(Stored data entries)

───

Issue #9353, opened 2015-08-08
Using `AccessFilter` may lead to php fatal error in some cases


creocoder:
Example:

```php
class SiteController extends Controller
{
    /**
     * @inheritdoc
     */
    public function behaviors()
    {
        return [
            'access' => [
                'class' => AccessControl::className(),
                'rules' => [
                    [
                        'actions' => ['index'],
                        'roles' => ['*'],
                        'allow' => true,
                    ],
                ],
            ],
        ];
    }
```

Will lead to:

```
PHP Fatal Error – yii\base\ErrorException
Call to a member function checkAccess() on null
```

cebe:
stacktrace?

creocoder:
@cebe Stacktrace:

1. in C:\Users\creocoder\Projects\test\vendor\yiisoft\yii2\web\User.php at line 661
2. yii\base\ErrorHandler::handleFatalError()

Nothing more.

cebe:
do you have an error action configured and not provided access to it in AccessControl filter?

creocoder:
@cebe Please check code. This is pure AccessFilter (under layer components) coding mistakes. Any non existent role will lead to that error. Also not that trouble happen only when user is guest.

creocoder:
> do you have an error action configured and not provided access to it in AccessControl filter?

@cebe `'only' => ['index']` does not affect anything. Fatal error is happen in any case.

dynasource:
this is a reason for applying https://github.com/yiisoft/yii2/pull/9318

You are using $user->can when authManager is not yet defined.
With a full stacktrace you could find out where.

creocoder:
> this is a reason for applying #9318

This is NOT RELATED issue.

creocoder:
Dublicate of #9317

PR #9368, opened 2015-08-10
Fix for #9317, #9353

creocoder:
Removed two Yii 2 disservices which may lead to fatal errors in several components.

### DIFF
--- a/framework/base/Application.php
+++ b/framework/base/Application.php
@@ -514,7 +514,7 @@ abstract class Application extends Module
      */
     public function getCache()
     {
-        return $this->get('cache', true);
+        return $this->get('cache');
     }
 
     /**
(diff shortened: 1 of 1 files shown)


creocoder:
Rethink my mind. It may be interested to know that components not defined.

dynasource:
its quite confusing that some application's components do return an error and some dont. I would choose for consistency and let the enduser decide if an error is to be thrown

creocoder:
@dynasource This PR is closed 8 minutes before you write comment ;-) Correct fix is https://github.com/yiisoft/yii2/pull/9369

dynasource:
I know. I would like to know why you choose to skip this commit and prefer inconsistency.

creocoder:
@dynasource #9369 is much more consistent and agile.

───

All lines in the records above with "defined" need to be found and copied.

*Exercise result*
You are using $user->can when authManager is not yet defined.
Rethink my mind. It may be interested to know that components not defined.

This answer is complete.